Draft Day (2014)
Directed by: Ivan Reitman
Premise: The general manager of the Cleveland Browns (Kevin Costner) attempts to rebuild his franchise in a flurry of deal making on the day of the NFL draft.
What Works: The first thing to understand about Draft Day is that it isn’t really about football just as Moneyball wasn’t really about baseball and Tucker: A Man and His Dream wasn’t really about cars. This is a movie about business and the art of the deal. It has enough of a football vibe to appeal to sports fans but the story is told in such a way that it ought to transcend the game and be enjoyable by those who don’t know a touchback from a touchdown. Draft Day is made with a lot of energy and its visual style incorporates the graphics and rapid editing of sports broadcasting and of football in particular. That energy makes the movie a great deal of fun and it successfully captures the spectacle that makes football so entertaining. As a business movie, Draft Day is primarily about the deal making and the way in which the fortunes of the Browns wax and wane over the course of the day is very satisfying. A movie like this invites the filmmakers to bury themselves in sports statistics but this film largely ignores that in favor of more humanistic elements like the disposition of the players. Even if that isn’t entirely credible, the filmmakers stay focused on what works best for the drama of the story. When the characters do spout sports statics its relevance is usually obvious enough and the focus remains on the characters and the interplay between them. Draft Day benefits from a few strong performances in the supporting cast. Denis Leary plays the Browns head coach and Leary tones down his sometimes maniacal acting style and is an effective counterweight to Kevin Costner, who plays the general manager. Chadwick Boseman plays a potential draftee and in the few scenes he has Boseman gives his character a lot of humanity. Also notable is Griffin Newman as a hapless intern. Newman is a source of comic relief and he plays the emasculated part effectively against the other macho characters.

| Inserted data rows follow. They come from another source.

PR #4460, opened 2023-07-04
Don't show generated SonarLint.xml in the Solution Explorer

### LINKED ISSUE #4459: Generated SonarLint.xml file is visible in the Solution Explorer
### Description

The generated file appears in the `Solution Explorer`. This is undesirable for a couple of reasons:
* it appears in all VB.NET/C# projects, adding clutter
* double-clicking on the file opens it for editing, which isn't ideal since it is a generated file that should not be manually edited.

Note: the generated global analyzer config files do not appear in the `Solution Explorer`; only the `SonarLInt.xml` files.

duncanp-sonar:
Fixes  #4459

### DIFF
--- a/src/ConnectedMode/Install/SonarLintTargets.xml
+++ b/src/ConnectedMode/Install/SonarLintTargets.xml
@@ -25,6 +25,9 @@
 
     <ItemGroup Condition="$(BuildingInsideVisualStudio) == 'true' AND Exists($(_SLVSGeneratedRoslynConfigFile))">
         <EditorConfigFiles Condition="Exists($(_SLVSGeneratedRoslynConfigFile))" Include="$(_SLVSGeneratedRoslynConfigFile)" />
-        <AdditionalFiles Condition="Exists($(_SLVSGeneratedAdditionalFile))" Include="$(_SLVSGeneratedAdditionalFile)" />
+        <AdditionalFiles Condition="Exists($(_SLVSGeneratedAdditionalFile))" Include="$(_SLVSGeneratedAdditionalFile)">
+            <!-- Don't show in the Solution Explorer -->  
+            <Visible>false</Visible>
+        </AdditionalFiles>
     </ItemGroup>
 </Project>


duncanp-sonar:
Before:
image

After:
image

src/ConnectedMode/Install/SonarLintTargets.xml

What Doesn’t: The filmmakers of Draft Day are a little too emphatic about energizing the movie. Many of the scenes in Draft Day involve characters talking on the telephone. The filmmakers are able to make those conversations sufficiently cinematic by using a split-screen technique in which images fly in with a wipe. But this gimmick is used too often and the wipes become distracting as do the many overhead shots of football stadiums. But the primary flaws of Draft Day are in its script. The narrative suffers from too much plot getting in the way of the story. The first act of the picture introduces a lot of supporting characters, mostly athletes and their managers who are vying for a place on the Browns’ roster. The film also includes a pair of domestic subplots, as Costner’s general manager discovers that a female executive, played by Jennifer Garner, is pregnant with his child and he deals with his mother (Ellen Burstyn) on the anniversary of his father’s death. The subplots do not add very much to the story, they distract from the narrative thrust of the film, and few of the plotlines are done well, especially the domestic ones. The romance between Kevin Costner and Jennifer Garner is a nonstarter. The two have little heat between them and the romance between a general manager and a subordinate creates an ethical problem that the filmmakers never address. There is also no getting around the fact that Draft Day in a 109-minute commercial for the NFL. Like this year’s The Lego Movie and 2013’s The Internship, the movie is an extended product placement and Draft Day undermines some of its drama in the process. The movie ends on a conclusion in which virtually everyone gets what they want and that lack of compromise comes across a little dishonest especially in something as cutthroat as the business of a billion dollar sports league.
Bottom Line: Draft Day is a competent film and it succeeds as a story of crafty deal making amid the glamor of professional sports. It is not a classic like some of Kevin Costner’s baseball films but it is satisfying enough to entertain sports fans and pedestrian viewers alike.